Those pictures are just too cute!! :wub: Looks like she had a wonderful party. You have a beautiful family!


----------



## Lacie's Mom (Oct 11, 2006)

What fabulous pictures!!!!! Looks like fun was had by all. I love the family picture. So sweet.


----------



## mary-anderson (Jan 12, 2010)

We can't thank you enough for all your wonderful comments. It seems we have a lot of Birthdays coming up in September both human and fluffs.
Maybe it's time for a Hawaii Meetup. :thumbsup:


----------



## Snowbody (Jan 3, 2009)

mary-anderson said:


> We can't thank you enough for all your wonderful comments. It seems we have a lot of Birthdays coming up in September both human and fluffs.
> Maybe it's time for a Hawaii Meetup. :thumbsup:


I'm there for that idea.:chili: If only!! :innocent: Funny, I just got an offer from Hilton vacation club yesterday to stay at one of their properties on the Big Island for a reduced rate but I was afraid the airfare would be insane so didn't take them up on it Maybe I'll think about Home Exchange again. We'd love to party at your house


----------



## KAG (Jun 1, 2006)

Absolutely adorable. Mary, you and your Family are beautiful.
xoxoxoxox


----------



## momtoboo (Jan 30, 2006)

That is a fabulous party & awesome pictures.:aktion033: Chloe is so pretty in her new dress. You sure know how to throw a great birthday party for the furkids.


----------



## revakb2 (Sep 8, 2006)

What great pictures.
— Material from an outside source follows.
Issue #327, opened 2017-08-03
Improve the CLI interfaces


ColinEberhardt:
A few notes on how the `ssf-electron`, `ssf-openfin` interfaces could be improved ...

 - currently `ssf-electron` fails with an error if no config file is passed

Glad everyone had a good time.


----------



## Johita (Jul 10, 2009)

Great pics! I love the the whole black and white decour and matching pups!! Great party!


----------



## chichi (Apr 12, 2007)

Those are just the cutest pictures. How did you get them all to stay still at the same time??? Awesome!!


----------



## newlove (Aug 18, 2010)

OMG...too cute!!! thank you for sharing these


----------



## mary-anderson (Jan 12, 2010)

Since everyone is wondering how I got them to sit at the
table together for a picture. I'm going to tell you it 
was just LUCK!!!:HistericalSmiley::HistericalSmiley:. I had the camera ready my dh and friends put 
the kids in the chairs. I also had to move the plates 
forward because of the treats. Trust me my little
kids are not very well trained but I love them.:wub:


----------



## CeeCee's Mom (Sep 14, 2006)

That is one of the best birthday party pics I have ever seen!!! So adorable and the pic of them sitting in the chairs at the table was sooooo unique!! Then they got down to business and ate all their treats.....love it!!! Thanks for sharing such great birthday pics......:chili::chili::chili:


----------



## Canada (Jun 4, 2009)

Amazing pics!
That is incredible that they all sat so nicely for their cake!
Pretty party dresses, too!


----------



## njdrake (Apr 23, 2007)

What a great party! 
Loved the pictures!


----------



## Dixie's Mama (Mar 19, 2008)

Well I think it's official Mary. Those are the best darned puppy party pictures ever!! Fantastic!! I loved each & every picture, the way Chloe told her story and the party you threw for the birthday girl. You have four adorable babies there. As everyone has said I can't believe they sat still all together for the picture at the table. Libby is a hoot, what a great big smile on that cute little face. Happy Birthday belatedly Chloe. You looked lovely in your pretty dress and bow to match by Marj. Your sister and brothers looked wonderful in their clothes too. A very lovely and happy family.:aktion033::aktion033:


----------



## mary-anderson (Jan 12, 2010)

It's so very heartwarming to read everyones comments. Thank you
so very much. :wub:


----------



## glamourdog (Apr 17, 2004)

This is the greatest real party picture I have ever seen!!


----------



## Nissa Fiona (Nov 4, 2007)

What great pictures! You did a fabulous job with the party! Thank you so much for sharing the pictures!


----------



## malteseboy22 (May 25, 2010)

Oh yes the party pics are great I like how they are on the table with their behind to the camera too funny. Your a good mummy and they look very happy. Lynda and Max


----------



## Katkoota (Feb 18, 2006)

Oh what a FAB , beautiful family - and what an awesome party! I loved looking through these pictures. thanks for sharing and a happy belated birthday wishes are sent to your cutie pie <3

Kat


----------